== Brief ==
Go through the data below. Pull out every line that has the word "while".

== Recorded data ==
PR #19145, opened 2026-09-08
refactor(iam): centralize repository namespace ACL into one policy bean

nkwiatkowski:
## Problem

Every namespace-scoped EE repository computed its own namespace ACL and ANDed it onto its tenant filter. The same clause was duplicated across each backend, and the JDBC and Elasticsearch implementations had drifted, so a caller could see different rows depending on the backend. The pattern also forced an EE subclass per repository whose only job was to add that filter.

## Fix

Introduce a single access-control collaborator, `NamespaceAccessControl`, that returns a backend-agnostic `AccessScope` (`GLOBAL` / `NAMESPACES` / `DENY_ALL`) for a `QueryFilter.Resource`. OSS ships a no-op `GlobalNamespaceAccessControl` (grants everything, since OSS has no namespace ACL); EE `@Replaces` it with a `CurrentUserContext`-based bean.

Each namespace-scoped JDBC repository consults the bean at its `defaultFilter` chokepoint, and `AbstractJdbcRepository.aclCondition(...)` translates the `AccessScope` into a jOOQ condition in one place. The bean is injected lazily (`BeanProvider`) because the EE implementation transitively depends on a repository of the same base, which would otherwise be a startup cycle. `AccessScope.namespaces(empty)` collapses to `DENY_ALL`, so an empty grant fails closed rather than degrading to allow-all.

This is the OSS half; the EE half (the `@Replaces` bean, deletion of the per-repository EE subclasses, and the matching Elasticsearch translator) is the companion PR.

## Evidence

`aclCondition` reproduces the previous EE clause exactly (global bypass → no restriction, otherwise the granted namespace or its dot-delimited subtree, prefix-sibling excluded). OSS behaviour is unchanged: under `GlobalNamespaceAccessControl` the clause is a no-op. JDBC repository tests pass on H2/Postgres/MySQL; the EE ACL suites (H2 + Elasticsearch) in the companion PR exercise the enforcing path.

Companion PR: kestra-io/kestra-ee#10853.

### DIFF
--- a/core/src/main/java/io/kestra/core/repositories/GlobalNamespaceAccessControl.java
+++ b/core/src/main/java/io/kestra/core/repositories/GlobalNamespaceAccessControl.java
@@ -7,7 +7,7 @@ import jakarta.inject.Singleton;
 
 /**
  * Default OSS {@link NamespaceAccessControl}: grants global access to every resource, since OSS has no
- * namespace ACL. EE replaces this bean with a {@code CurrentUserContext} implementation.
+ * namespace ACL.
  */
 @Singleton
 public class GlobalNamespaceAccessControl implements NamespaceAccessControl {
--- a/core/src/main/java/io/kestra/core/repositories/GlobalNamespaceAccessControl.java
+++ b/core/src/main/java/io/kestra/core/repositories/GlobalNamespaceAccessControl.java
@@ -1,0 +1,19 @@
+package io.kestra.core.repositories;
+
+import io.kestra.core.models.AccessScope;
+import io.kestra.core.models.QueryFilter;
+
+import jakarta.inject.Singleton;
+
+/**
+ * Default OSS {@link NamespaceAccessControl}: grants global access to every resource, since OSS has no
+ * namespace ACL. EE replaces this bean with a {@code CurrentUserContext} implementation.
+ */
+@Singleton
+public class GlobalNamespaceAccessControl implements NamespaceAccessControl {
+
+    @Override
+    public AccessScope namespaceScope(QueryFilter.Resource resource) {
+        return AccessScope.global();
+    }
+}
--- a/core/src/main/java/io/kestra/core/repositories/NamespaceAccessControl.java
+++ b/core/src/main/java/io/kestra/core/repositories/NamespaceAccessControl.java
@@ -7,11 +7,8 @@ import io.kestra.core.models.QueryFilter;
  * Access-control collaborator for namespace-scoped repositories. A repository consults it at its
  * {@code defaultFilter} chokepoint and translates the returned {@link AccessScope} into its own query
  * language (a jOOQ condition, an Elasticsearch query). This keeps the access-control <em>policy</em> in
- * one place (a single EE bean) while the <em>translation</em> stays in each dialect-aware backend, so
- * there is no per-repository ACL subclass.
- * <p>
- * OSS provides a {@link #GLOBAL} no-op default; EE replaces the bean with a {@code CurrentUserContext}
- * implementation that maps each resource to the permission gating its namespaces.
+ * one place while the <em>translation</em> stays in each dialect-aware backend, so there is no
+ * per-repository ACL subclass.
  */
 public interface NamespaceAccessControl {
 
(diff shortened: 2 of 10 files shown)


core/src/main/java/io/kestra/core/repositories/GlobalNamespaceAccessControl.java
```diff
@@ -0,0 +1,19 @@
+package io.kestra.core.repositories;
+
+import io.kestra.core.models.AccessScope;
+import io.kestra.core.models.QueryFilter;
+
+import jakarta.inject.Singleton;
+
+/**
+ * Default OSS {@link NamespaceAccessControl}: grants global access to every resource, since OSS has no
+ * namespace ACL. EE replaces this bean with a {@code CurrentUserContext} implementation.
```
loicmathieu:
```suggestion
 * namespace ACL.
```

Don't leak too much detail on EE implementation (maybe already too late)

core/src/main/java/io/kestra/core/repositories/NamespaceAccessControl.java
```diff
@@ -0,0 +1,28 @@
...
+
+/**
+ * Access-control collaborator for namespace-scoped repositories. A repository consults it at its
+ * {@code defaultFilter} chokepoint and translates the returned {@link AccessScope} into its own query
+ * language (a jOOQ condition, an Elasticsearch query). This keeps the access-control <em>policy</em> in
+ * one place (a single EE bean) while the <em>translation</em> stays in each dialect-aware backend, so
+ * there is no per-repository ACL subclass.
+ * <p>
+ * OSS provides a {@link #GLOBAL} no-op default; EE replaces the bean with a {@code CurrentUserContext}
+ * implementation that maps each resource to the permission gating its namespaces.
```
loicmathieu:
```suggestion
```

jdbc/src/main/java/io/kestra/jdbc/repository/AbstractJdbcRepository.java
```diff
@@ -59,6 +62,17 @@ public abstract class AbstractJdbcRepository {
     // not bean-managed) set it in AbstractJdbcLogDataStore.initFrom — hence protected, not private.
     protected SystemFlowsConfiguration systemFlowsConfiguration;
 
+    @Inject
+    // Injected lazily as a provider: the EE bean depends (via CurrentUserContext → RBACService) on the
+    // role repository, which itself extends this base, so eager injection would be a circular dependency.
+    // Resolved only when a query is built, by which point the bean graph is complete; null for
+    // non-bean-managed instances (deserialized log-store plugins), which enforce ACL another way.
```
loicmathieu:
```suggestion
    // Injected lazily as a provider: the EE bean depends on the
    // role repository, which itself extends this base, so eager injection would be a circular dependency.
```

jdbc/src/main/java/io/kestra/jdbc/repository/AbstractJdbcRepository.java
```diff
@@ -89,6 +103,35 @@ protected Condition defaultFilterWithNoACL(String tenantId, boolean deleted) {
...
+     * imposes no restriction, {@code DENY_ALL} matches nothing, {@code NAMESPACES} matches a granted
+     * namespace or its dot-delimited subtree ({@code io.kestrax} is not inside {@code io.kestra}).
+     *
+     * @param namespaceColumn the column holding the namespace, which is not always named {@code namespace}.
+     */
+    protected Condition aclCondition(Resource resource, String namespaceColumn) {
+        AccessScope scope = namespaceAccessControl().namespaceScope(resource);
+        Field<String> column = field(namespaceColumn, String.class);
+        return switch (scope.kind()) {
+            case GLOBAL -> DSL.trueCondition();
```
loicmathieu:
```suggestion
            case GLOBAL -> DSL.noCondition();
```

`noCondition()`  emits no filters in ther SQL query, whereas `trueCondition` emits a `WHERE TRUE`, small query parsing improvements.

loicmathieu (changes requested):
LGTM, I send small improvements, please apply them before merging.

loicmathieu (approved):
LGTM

== Answer section ==
- * one place (a single EE bean) while the <em>translation</em> stays in each dialect-aware backend, so
+ * one place while the <em>translation</em> stays in each dialect-aware backend, so there is no
+ * one place (a single EE bean) while the <em>translation</em> stays in each dialect-aware backend, so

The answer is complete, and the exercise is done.